▶ The problem:
Copy all of the data that follows without altering a word.

▶ Supplied information:
PR #3271, opened 2026-09-02
perf(serve): persist the trigram index and add an exact-id fast path

mallyskies:
A cold CLI call spends most of its time rebuilding the trigram index. `_get_trigram_index` memoizes on `G.graph`, which is right for a long-lived server but does nothing for a CLI where every invocation is a fresh process. The index is small and pickles in a fraction of a second, so it can be persisted to disk instead.

Two changes.

**An on-disk trigram cache**, keyed on the graph file's path, mtime and size. Writes go to a temporary file that is renamed into place, so a partially-written file is never read back. Nothing in the cache path raises. If the file is missing, stale or unreadable, the index is rebuilt exactly as it is today.

The cache lives under `XDG_CACHE_HOME` or `LOCALAPPDATA` rather than beside `graph.json` because a large cache file written into the corpus could mistakenly end up part of the corpus itself. `GRAPHIFY_TRIGRAM_CACHE_DIR` overrides the location and `GRAPHIFY_TRIGRAM_CACHE_DISABLE=1` turns the cache off.

The cache filename carries a digest of that key, so a rebuilt graph.json writes a new name rather than replacing the existing file. That matters on Windows, where replacing a destination another process holds open fails with PermissionError WinError 5 while POSIX allows it. Measured on Windows 11 with a reader holding the file open for three seconds, all four concurrent writers failed, and because the cache path swallows exceptions the failure is silent. Giving each generation its own name removes the contention instead of retrying around it. `_prune_trigram_cache` deletes superseded generations on write.

**An exact-id fast path.** `_find_node_tiers` now returns immediately when the query is already a node id. Callers that hold one were paying a full index build to rediscover a node the graph looks up in constant time. The clearest case is the second call after a `find_node_ambiguity` error, which hands the caller an id and invites them to call again with it. A single-entry tier also reports no ambiguity, which is correct, since an id names exactly one node.

NOTE: These numbers come from a corpus roughly 12x your largest published benchmark, ERPNext at 22,620 nodes and 48,710 edges. On our 285k-node, 445k-edge graph that was about 6.7s of a 10.3s call. The saving is proportional rather than absolute, so another graph will benefit more or less than ours. Fortunately, the mechanism costs virtually nothing when the cache misses.

### DIFF
--- a/graphify/cli.py
+++ b/graphify/cli.py
@@ -1590,6 +1590,11 @@ def dispatch_command(cmd: str) -> None:
             G = json_graph.node_link_graph(_raw, edges="links")
         except TypeError:
             G = json_graph.node_link_graph(_raw)
+        # Let serve._get_trigram_index find its on-disk cache. This path does
+        # not go through serve._load_graph, which is where the stash normally
+        # happens, so without this the cache key is unresolvable and every CLI
+        # call rebuilds the index from scratch.
+        G.graph["_graph_path"] = str(gp)
         src_scored = _score_nodes(G, [t.lower() for t in source_label.split()])
         tgt_scored = _score_nodes(G, [t.lower() for t in target_label.split()])
         if not src_scored:
@@ -1725,6 +1730,11 @@ def dispatch_command(cmd: str) -> None:
             G = json_graph.node_link_graph(_raw, edges="links")
         except TypeError:
             G = json_graph.node_link_graph(_raw)
+        # Let serve._get_trigram_index find its on-disk cache. This path does
+        # not go through serve._load_graph, which is where the stash normally
+        # happens, so without this the cache key is unresolvable and every CLI
+        # call rebuilds the index from scratch.
+        G.graph["_graph_path"] = str(gp)
         matches = _find_node(G, label)
         if not matches:
             print(f"No node matching '{label}' found.")
--- a/graphify/serve.py
+++ b/graphify/serve.py
@@ -453,7 +453,7 @@ def _trigram_cache_key(G: nx.Graph):
     return key
 
 
-def _trigram_cache_path(graph_path: str) -> Path:
+def _trigram_cache_path(graph_path: str, key=None) -> Path:
     """Where the persisted index lives.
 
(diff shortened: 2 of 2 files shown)


mallyskies:
Thanks — the three write-path findings from the earlier rounds are fixed in the two follow-up commits on this branch:

- `1bb7a1c` gives each writer its own temp file via `mkstemp` in the destination directory, and moves the cache-path computation inside the guard so `_store_trigram_cache` genuinely never raises. The shared `<dest>.pkl.tmp` was real: I reproduced it with six concurrent writers and five of them failed, because the first rename moves the inode out from under the others.
- `806be6c` pins the cache key to the read the index was built from. It was being computed twice with a separate `stat()` each time, so an index built from old content could be stored under a rebuilt file's key and read back as current.

That leaves the pickle finding, and I'd like to make the case for leaving it as it is rather than switching formats.

**The trust boundary.** The cache is written by graphify into a per-user cache directory, `XDG_CACHE_HOME`/`~/.cache/graphify` or `LOCALAPPDATA` on Windows, mode 0700. To plant a malicious cache file you need write access as that user. At that point you can also rewrite `graph.json` itself, the `graphify` package in site-packages, or the user's shell profile. The cache doesn't change any security boundaries.

I'll concede that `GRAPHIFY_TRIGRAM_CACHE_DIR` lets someone relocate the cache, and pointing it at a shared or world-writable path would change the picture. If you'd like, I can add a note to that variable's docstring, or refuse a directory that is group- or world-writable.

**On switching formats.** I'm open to considering it, but it isn't free: the index is `dict[str, array.array]`, and `json` can't represent that without converting every array to a list and back on each load. That conversion is a real fraction of the rebuild this cache exists to avoid, so I'd want to measure it before trading it in. `msgpack` would preserve the shape better but adds a dependency for a cache that is regenerable by definition.

Worth noting the gate itself reports **PASS** — no health regressions — and the finding is marked "agreed by 2 of 2 members but NOT verified (no proof, no reproducing execution)". I'm just commenting to clarify the changes and answer any questions you might have.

▶ Reply:
PR #3271, opened 2026-09-02
perf(serve): persist the trigram index and add an exact-id fast path

mallyskies:
A cold CLI call spends most of its time rebuilding the trigram index. `_get_trigram_index` memoizes on `G.graph`, which is right for a long-lived server but does nothing for a CLI where every invocation is a fresh process. The index is small and pickles in a fraction of a second, so it can be persisted to disk instead.

Two changes.

**An on-disk trigram cache**, keyed on the graph file's path, mtime and size. Writes go to a temporary file that is renamed into place, so a partially-written file is never read back. Nothing in the cache path raises. If the file is missing, stale or unreadable, the index is rebuilt exactly as it is today.

The cache lives under `XDG_CACHE_HOME` or `LOCALAPPDATA` rather than beside `graph.json` because a large cache file written into the corpus could mistakenly end up part of the corpus itself. `GRAPHIFY_TRIGRAM_CACHE_DIR` overrides the location and `GRAPHIFY_TRIGRAM_CACHE_DISABLE=1` turns the cache off.

The cache filename carries a digest of that key, so a rebuilt graph.json writes a new name rather than replacing the existing file. That matters on Windows, where replacing a destination another process holds open fails with PermissionError WinError 5 while POSIX allows it. Measured on Windows 11 with a reader holding the file open for three seconds, all four concurrent writers failed, and because the cache path swallows exceptions the failure is silent. Giving each generation its own name removes the contention instead of retrying around it. `_prune_trigram_cache` deletes superseded generations on write.

**An exact-id fast path.** `_find_node_tiers` now returns immediately when the query is already a node id. Callers that hold one were paying a full index build to rediscover a node the graph looks up in constant time. The clearest case is the second call after a `find_node_ambiguity` error, which hands the caller an id and invites them to call again with it. A single-entry tier also reports no ambiguity, which is correct, since an id names exactly one node.

NOTE: These numbers come from a corpus roughly 12x your largest published benchmark, ERPNext at 22,620 nodes and 48,710 edges. On our 285k-node, 445k-edge graph that was about 6.7s of a 10.3s call. The saving is proportional rather than absolute, so another graph will benefit more or less than ours. Fortunately, the mechanism costs virtually nothing when the cache misses.

### DIFF
--- a/graphify/cli.py
+++ b/graphify/cli.py
@@ -1590,6 +1590,11 @@ def dispatch_command(cmd: str) -> None:
             G = json_graph.node_link_graph(_raw, edges="links")
         except TypeError:
             G = json_graph.node_link_graph(_raw)
+        # Let serve._get_trigram_index find its on-disk cache. This path does
+        # not go through serve._load_graph, which is where the stash normally
+        # happens, so without this the cache key is unresolvable and every CLI
+        # call rebuilds the index from scratch.
+        G.graph["_graph_path"] = str(gp)
         src_scored = _score_nodes(G, [t.lower() for t in source_label.split()])
         tgt_scored = _score_nodes(G, [t.lower() for t in target_label.split()])
         if not src_scored:
@@ -1725,6 +1730,11 @@ def dispatch_command(cmd: str) -> None:
             G = json_graph.node_link_graph(_raw, edges="links")
         except TypeError:
             G = json_graph.node_link_graph(_raw)
+        # Let serve._get_trigram_index find its on-disk cache. This path does
+        # not go through serve._load_graph, which is where the stash normally
+        # happens, so without this the cache key is unresolvable and every CLI
+        # call rebuilds the index from scratch.
+        G.graph["_graph_path"] = str(gp)
         matches = _find_node(G, label)
         if not matches:
             print(f"No node matching '{label}' found.")
--- a/graphify/serve.py
+++ b/graphify/serve.py
@@ -453,7 +453,7 @@ def _trigram_cache_key(G: nx.Graph):
     return key
 
 
-def _trigram_cache_path(graph_path: str) -> Path:
+def _trigram_cache_path(graph_path: str, key=None) -> Path:
     """Where the persisted index lives.
 
(diff shortened: 2 of 2 files shown)


mallyskies:
Thanks — the three write-path findings from the earlier rounds are fixed in the two follow-up commits on this branch:

- `1bb7a1c` gives each writer its own temp file via `mkstemp` in the destination directory, and moves the cache-path computation inside the guard so `_store_trigram_cache` genuinely never raises. The shared `<dest>.pkl.tmp` was real: I reproduced it with six concurrent writers and five of them failed, because the first rename moves the inode out from under the others.
- `806be6c` pins the cache key to the read the index was built from. It was being computed twice with a separate `stat()` each time, so an index built from old content could be stored under a rebuilt file's key and read back as current.

That leaves the pickle finding, and I'd like to make the case for leaving it as it is rather than switching formats.

**The trust boundary.** The cache is written by graphify into a per-user cache directory, `XDG_CACHE_HOME`/`~/.cache/graphify` or `LOCALAPPDATA` on Windows, mode 0700. To plant a malicious cache file you need write access as that user. At that point you can also rewrite `graph.json` itself, the `graphify` package in site-packages, or the user's shell profile. The cache doesn't change any security boundaries.

I'll concede that `GRAPHIFY_TRIGRAM_CACHE_DIR` lets someone relocate the cache, and pointing it at a shared or world-writable path would change the picture. If you'd like, I can add a note to that variable's docstring, or refuse a directory that is group- or world-writable.

**On switching formats.** I'm open to considering it, but it isn't free: the index is `dict[str, array.array]`, and `json` can't represent that without converting every array to a list and back on each load. That conversion is a real fraction of the rebuild this cache exists to avoid, so I'd want to measure it before trading it in. `msgpack` would preserve the shape better but adds a dependency for a cache that is regenerable by definition.

Worth noting the gate itself reports **PASS** — no health regressions — and the finding is marked "agreed by 2 of 2 members but NOT verified (no proof, no reproducing execution)". I'm just commenting to clarify the changes and answer any questions you might have.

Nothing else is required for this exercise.